Stored items from a collection:
PR #1767, opened 2015-07-11
Uicustomization

tardyp:
In eight, you could customize the templates via the template directory. This is similar implementation for angularjs's templates

``custom_templates_dir``
    This directory will be parsed for custom angularJS templates to replace the one of the original website templates.
    if the directory string is relative, it will be joined to the master's basedir.
    Either ``*.jade`` files or ``*.html`` files can be used, and will be used to override ``views/<filename>.html`` templates in the angularjs templateCache.
    Unlike with the regular nodejs based angularjs build system, python only jade interpreter is used to parse the jade templates.
    ``pip install pyjade`` is be required to use jade templates.
    You can also override plugin's directives, but they have to be in another directory.

    .. code-block:: none

        # replace the template whose source is in:
        # www/base/src/app/builders/build/build.tpl.jade
        build.jade

        # replace the template whose source is in
        # www/console_view/src/module/view/builders-header/buildersheader.tpl.jade
        console_view/buildersheader.html


master/buildbot/www/config.py
```diff
@@ -39,11 +41,51 @@ def reconfigResource(self, new_config):
...
+                template_name = os.path.basename(root) + "/views/%s.html"
+            for f in files:
+                fn = os.path.join(root, f)
+                basename, ext = os.path.splitext(f)
+                if ext not in allowed_ext:
+                    continue
+                if ext == ".html":
+                    with open(fn) as f:
+                        html = f.read().strip()
+                if ext == ".jade":
```
sa2ajj: maybe just `else`?

sa2ajj:
:+1:

master/buildbot/test/unit/test_www_config.py
```diff
@@ -38,7 +39,7 @@ def test_render(self):
         rsrc.jinja = mock.Mock()
         template = mock.Mock()
         rsrc.jinja.get_template = lambda x: template
-        template.render = lambda configjson, config: configjson
+        template.render = lambda configjson, config, custom_templates: configjson
```
sa2ajj: I wonder if we really need a `lambda` here...

sa2ajj: On the other hand, it's a test, so no worries

master/buildbot/test/unit/test_www_config.py
```diff
@@ -60,3 +61,27 @@ def test_render(self):
         exp = '{"titleURL": "http://buildbot.net", "versions": %s, "title": "Buildbot", "auth": {"name": "NoAuth"}, "user": {"anonymous": true}, "buildbotURL": "h:/a/b/", "multiMaster": false, "port": null}'
         exp = exp % vjson
         self.assertIn(res, exp)
+
+    def test_parseCustomTemplateDir(self):
+        exp = {'views/builds.html': json.dumps('<div>\n</div>')}
+        try:
+            import pyjade
```
sa2ajj: why do we import `pyjade` here at all?

master/buildbot/www/config.py
```diff
@@ -39,11 +41,51 @@ def reconfigResource(self, new_config):
         if isinstance(self.config.get('versions'), list):
             versions += self.config['versions']
 
+        template_dir = self.config.get('custom_templates_dir')
+        if template_dir is not None:
```
sa2ajj: [nit] reverse the condition and `then` and `else` parts?

master/buildbot/www/config.py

Task requirements:
Lines from the entries that contain the word "versions" are what the answer must hold.

Response below:
         exp = '{"titleURL": "http://buildbot.net", "versions": %s, "title": "Buildbot", "auth": {"name": "NoAuth"}, "user": {"anonymous": true}, "buildbotURL": "h:/a/b/", "multiMaster": false, "port": null}'
         if isinstance(self.config.get('versions'), list):
             versions += self.config['versions']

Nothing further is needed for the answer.